First Name: Doyle Age: 46 Family status: Married
Occupation: Mechanical Designer Hometown: Haubstadt, Indiana
Pounds or inches gained/lost: Lost 31 pounds! Went from 22% bodyfat down
to 12% Starting Weight: 206 pounds Current Weight: 175 pounds



Doyle's
Muscle Building Story!
When did you become unhappy with your physique?
As the
years go by and your physique tends to spread out and I knew I had to stop this
progression now.
What made you decide to transform your body?
I decided
to do the Lean-Body Challenge (12-week transformation) online that was sponsored
by Lee Labrada.
What were the most important changes you made to build muscle?
My diet was about 90% clean and consumed at least 1.5g of protein for every
body weight pound.
What was most challenging about building muscle?
The soreness
in the beginning and the motivation that is needed to carry on such a task.
How long did it take you to start to see results?
After
4 weeks I started noticing physical changes and it seemed to take off even faster
as the weeks continued.
How long did it take for you to reach your current weight?
12 weeks.
How long have you maintained your muscular gains and how do you do it?
I just finished up.
How has your life changed now that youve gained muscle mass?
I have so much self confidence at work, home and the energy I have has surpassed
anything I could of imagined.
How did ShapeFit help you reach your muscle building goals?
ShapeFit supplied me with fitness tips, fat
burning tips and
recipes! 
Doyle's
Muscle Building Tips!
Muscle Building Tip #1:
Lift heavy with 6 reps/set.
Muscle Building Tip #2:
Control all movements.
Muscle Building Tip #3:
Stay focused.
Muscle Building Tip #4:
Muscle grows during a recovery
period, not during the workouts.
Muscle Building Tip #5:
PROTEIN-PROTEIN-PROTEIN. 
Doyle's
Muscle Building Eating Plan!
Breakfast:
8 egg whites and 2 yokes 2-pieces of whole
wheat toast (spray on butter only) and water.
Lunch:
CarbWatchers shake.
Dinner:
8 Oz. grilled skinless chicken breast and 2 cups
of steamed green beans and Udo's oil.
Snacks or Mini Meals:
Carbwatchers shake, peanut butter
on rice cakes, almonds, white rice. 
Doyle's
Muscle Building Supplements!
Supplements Used:
Pro-V60 protein powder, Glutalean Multi-pro
32x Vitamin, Nitric Oxide, Protein Shakes. 
Doyle's
Muscle Building Workouts!
Weight Training:
6 days per week for approx 1-1.5 hours
in the evening.
Cardiovascular:
6 days per week for approx.
1 hour in the morning. HIIT
and Incline walking and some outdoor jogging.

Doyle's
Success Story Comments! Weight
loss is really hard. Anybody who tells you it's not is probably trying to sell
you a fad diet or some sort of "magic" pill. That said, it's important
that we remain realistic about both our goals and the journey itself as we strive
to lose weight. Unrealistic expectations will often set us up for disappointment.

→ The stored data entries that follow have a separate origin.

PR #1901, opened 2026-04-29
feat(prompts): startup self-check for optimized-prompt loading

rozavala:
## Summary

**Defensive add on top of PR #1898.** That PR fixed the loader bug; this PR adds a startup-time self-check that would have surfaced the bug 2 days earlier and will catch the next "silent failure" of this class immediately at orchestrator startup.

## The problem this prevents

PR #1898's bug: shipped agronomist + geopolitical optimized prompts were silently inactive in production for ~2 days because the loader rejected them with a single low-visibility WARNING buried among thousands of other log lines:

```
WARNING - Optimized prompt /.../agronomist/prompt.json missing 'instruction' key, skipping
```

There was NO positive INFO log when prompts succeeded either, so the silent-failure state looked identical to "no toggle enabled" or "no prompt files present." The bug was only caught when I noticed the monitoring digest showing zero cohort data.

## What ships

`TradingCouncil.__init__` now calls `verify_optimized_prompts_at_startup()`, which probes every enabled-toggle ticker × specialist persona and emits one INFO summary line per ticker:

```
[startup-verify] KC: loaded=2 not_found=6 failed=0
  (loaded: ['agronomist', 'geopolitical'];
   not_found: ['inventory', 'macro', 'sentiment', ...];
   failed: none)
```

Plus a **loud WARNING when toggle is on but ZERO prompts load** — the exact production state PR #1898 fixed:

```
[startup-verify] KC: toggle ON but ZERO optimized prompts loaded —
  production will run on legacy personas. Check
  evals/_eval_optimized/{agent}/prompt.json files exist and pass validation.
```

## Per-(ticker, agent) outcomes recorded

- `LOADED ({mode})` — file present and accepted; mode is "instruction" / "supplement" / "{N} demos" / combination
- `SKIPPED` — toggle off for this ticker (no probe attempted)
- `NOT_FOUND` — toggle on but no prompt.json at either source path
- `FAILED: {exception}` — exception during load (rare; details logged)

Returns a summary dict for callers / future health-check exposure.

## Safety

The self-check is wrapped in try/except in `__init__` — failures NEVER block engine startup. "Observability must never kill trading" per the codebase principle. Wraps with `logger.warning` on any unexpected raise.

## Tests

`tests/test_optimized_prompt_startup_check.py` — 7 tests:

- ✅ no toggles enabled → empty result, single info line
- ✅ toggle off → SKIPPED for every persona, no warning
- ✅ demos-only prompts loaded successfully (regression for PR #1898)
- ✅ toggle on but zero loaded → loud WARNING fires
- ✅ partial load → no zero-loaded warning
- ✅ per-ticker INFO summary lines emitted
- ✅ loader exception → recorded as FAILED, never propagated

All 2097 tests pass.

## Why this is the right defense

PR #1898 added unit tests for the loader, which catches the specific bug class in CI. This PR adds a startup-time check that catches the BROADER class of "silent failure" bugs — including future ones that wouldn't be covered by the loader tests alone (e.g., file permissions changing, eval_optimized_dir misconfiguration, JSON file corruption between deploys, etc.).

After deploy, every orchestrator restart will emit the per-ticker summary INFO line, providing a positive signal that optimized prompts are actually loading — not just an absence of warnings.


rozavala:
**Verdict: Approve.** End-to-end self-check that catches the exact #1898 regression class; full suite green (2097 passed in 7m13s).

**Value (does it catch #1898?):** Yes — calls the same `_load_optimized_prompt` (agents.py:331) that production `research_topic` invokes (agents.py:1192), so the failure mode is identical. `test_verify_loaded_when_demos_only_prompts_present` is the explicit #1898 regression test (demos-only payload with empty `instruction`). Plus the toggle-on-zero-loaded WARNING line (`[startup-verify] KC: toggle ON but ZERO optimized prompts loaded`) would have screamed in deploy logs immediately, vs. the ~2-day silent gap. Coverage matches `_SPECIALIST_PERSONA_KEYS = (agronomist, geopolitical, macro, sentiment, technical, volatility, inventory, supply_chain)` — identical to the 8-agent `reflexion_agents` roster in config.json:91-98.

**Risk:** Failure semantics deliberately fail-soft (try/except in `__init__`, logger.warning on raise) — this is the right call here. It's a probe, not a precondition; observability must never kill trading (CLAUDE.md "fail closed" applies to trade execution, not telemetry hooks). The loud WARNING + per-ticker INFO summary make any silent regression visible at every restart. No state writes, no regime/vocabulary changes, no startup latency concern (8 personas × 1 ticker × small file reads = sub-second). False-positive risk is low — outcomes are filesystem + JSON validation; the LOADED-mode reporter (`instruction` / `supplement` / `N demos`) won't reject legitimate variants.

**Prior art:** Direct response to #1898 and the cohort-split-monitoring (#1847) gap — monitoring caught it after-the-fact, this catches it at deploy time. One small note: `verify_system_readiness.py` is the natural standalone home per CLAUDE.md, but `TradingCouncil.__init__` is also defensible because it's exercised on every orchestrator restart (every CI deploy). Acceptable as-is; could be referenced from `verify_system_readiness.py` later as a one-liner extension.

**Trajectory fit:** Generalizable pattern (returns a summary dict for "future health-check exposure" per the docstring). Reusable for DSPy demos / model registry / sentinel configs.

**Specific verification:**
- End-to-end vs file-exists: end-to-end (calls real `_load_optimized_prompt` → real `_read_optimized_prompt_file` validation, same path as production line 1192).
- All-agents coverage: 8/8 specialists; all `use_optimized_prompts.{ticker}` entries iterated (currently `KC: true` only).
- Failure semantics: fail-soft self-check + loud WARNING on zero-loaded; appropriate for an observability probe.
- Test coverage: 7 tests cover empty-toggles / toggle-off / demos-only-loaded (#1898 regression) / toggle-on-zero-loaded WARNING / partial-load-no-warning / per-ticker INFO summary / loader-exception-graceful.

**Tests:** `pytest tests/ -x -q --timeout=120` → 2097 passed in 433s (full suite, per `feedback_full_test_suite_for_execution_prs.md` since this touches `TradingCouncil.__init__`).

**Action:** Adding `Ready to be merged`.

Therefore, I set these realistic goals for myself when I started on this transformation
challenge: I want to lose at least 25 pounds, because carrying all that extra
weight around has made me sluggish and uncomfortable both at home and on the job.
Also, I want to reduce my body fat by 8%, and I want to lose 4 inches off my waist.
Another one of my goals is to lower my cholesterol level and
blood pressure. The good news is that these challenges are often far less significant
than we think. Most challenges looks at ways we can feel good in the bodies we
have! Furthermore, the 12-week deadline make it easy for me to be able to accomplish
the goals I set out for myself. The desire to change the way I look with the old
flabby body I have to a more lean and energetic one I always wanted has motivated
me to join and participate in the Challenge. If you don't love my body and treat
it well, I will continue to be stuck in feeling that I you are not good enough
at this size. Smaller is better by other standards, and I
wanted that affirmation. If I take care of myself and pursue the challenge faithfully,
I will give that affirmation to myself instead of seeking it through others. Again,
most programs are so easy to follow that I decided to participate in it and take
the challenge. I also want to become an example to my fellow health club friends
that weight loss and body transformations can all be achieved with hard work and
a well designed plan.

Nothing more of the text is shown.